3. What if the outcomes do not improve, but my AI is clearly ‘accurate’ in validation?
Then your product as implemented does not improve care. Harsh but true. That does not mean the idea is dead. It usually means one of three things: (1) clinicians did not change behavior in response to the AI, (2) the workflow is wrong—alerts at the wrong time, wrong person, or without clear actions, or (3) the chosen outcome is too distal or insensitive to your intervention. In that case, you iterate: refine workflow, pick a more proximal outcome, target a narrower high-risk group, and design a follow-up trial. Do not hide the negative result; use it to sharpen your product.
4. Should I wait until I have multi-center data before talking to investors or payers?
No. Multi-center outcome trials are expensive and slow. Your first serious, well-run trial at a single credible institution is enough to start substantive conversations. What you must show is methodological seriousness, clean execution, and a signal that your intervention can move a meaningful outcome in a real setting. Then your story to investors and payers becomes: “Here is what we achieved at Site A; here is our plan and budget to replicate and scale this across Sites B, C, and D.” That shows ambition anchored in real evidence, not hand-waving.
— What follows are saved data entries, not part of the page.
PR #52, opened 2022-03-17
[signatures] fix use timestamps in seconds, not milliseconds

OlivierChirouze:
to avoid changes in generated examples


paf-mvp-core-js/src/express/key-store.ts
```diff
@@ -15,12 +15,12 @@ export class PublicKeyStore {
     }
 
     async getPublicKey(domain: string): Promise<PublicKeyInfo> {
-        const now = new Date().getTime();
+        const nowTimestampSeconds = new Date().getTime() / 1000;
```
kovtun-d, line 18:
```
new Date().getTime() / 1000
 1647590491.687 
```
If you don't want decimals, please use Math.round(), Math.ceil() or Math.floor()

kovtun-d (changes requested):

paf-mvp-core-js/src/express/key-store.ts
OlivierChirouze: True, but is it relevant here? We're only going to compare numbers.
It might be "cleaner" in the sense that we will compare numbers with the same precision, but it would also make the code slightly more complex.
WDYT?

kovtun-d (approved):

paf-mvp-core-js/src/express/key-store.ts
kovtun-d: No problem in this case

PR #61, opened 2022-03-18
Adding Prebid.js and GPT

bwschmidt:
This first iteration just has an import of a standard Prebid.js build. In the next iteration I was thinking of adding a Prebid.js fork as a submodule instead, let me know what you think of that.


paf-mvp-demo-express/src/views/publisher/index.hbs
```diff
@@ -9,6 +9,106 @@
     <script src="https://{{cdnDomain}}/assets/cmp/cmp.js"></script>
     <script>CMP.cmpCheck();</script>
 
+    <!-- Prebid.js -->
+    <script async src="//www.googletagservices.com/tag/js/gpt.js"></script>
+    <script async src="/assets/publisher/prebid/prebid.js"></script>
```
OlivierChirouze, line 14: [OPT] We might want to move prebid.js to the cdn domain for consistency, but this can be done later anyway

OlivierChirouze (approved):

PR #75, opened 2022-03-25
Refactor signature and validation

OlivierChirouze:
Extract 3 pillars:
- "definition" tells how to extract signature, signer domain and input data from an object
- "signer" signs data based on definition
- "verifier" verifies data based on definition

In this commit, it is used for Ids and Preferences.

Next step: use the same pattern for operator requests and responses


paf-mvp-core-js/src/crypto/signer.ts
```diff
@@ -0,0 +1,20 @@
+import { PrivateKey } from '@core/crypto/keys';
+import { SigningDefinition } from '@core/crypto/signing-definition';
+
+/**
+ * Class to sign data or a message
+ * S = Signed type (used to verify signature)
```
kovtun-d, line 6: T instead of S

kovtun-d (approved):

paf-mvp-core-js/src/crypto/signer.ts
OlivierChirouze: Good catch, thanks!
Will update in another PR.

PR #76, opened 2022-03-25
[scripts] fix LINT warnings on scripts

OlivierChirouze:


paf-mvp-demo-express/scripts/generate-examples.ts
```diff
@@ -37,7 +37,7 @@ import {
   GetNewIdResponseBuilder,
   PostIdsPrefsResponseBuilder,
 } from '@core/model/operator-response-builders';
-import { Validator } from 'jsonschema';
+import {Schema, Validator} from 'jsonschema';
```
kovtun-d, line 40: Prettier requires whitespace after '{' and before '}'.
Basicaly, it should be fixed in pre-commit hook. Need to investigate this issue

kovtun-d (changes requested):

paf-mvp-demo-express/scripts/generate-examples.ts
OlivierChirouze: thanks, done.
Will investigate about commit hooks => I think it's just that I'm not using Husky, we should discuss it offline.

With this model in your head, you are no longer just the attending with a cool model and a dream. You are the founder who can walk into a CMO’s office and lay out a concrete, credible outcome trial plan on a single whiteboard.
Your next step is not more AUROC tuning. It is picking one clinical area, one partner site, and locking down that first trial design with real dates and real numbers. Once that is in motion, then we can talk about how to turn a single-site outcome win into a multi-center implementation playbook and, eventually, into a product that systems do not just pilot—they budget for. But that is the next chapter in your journey.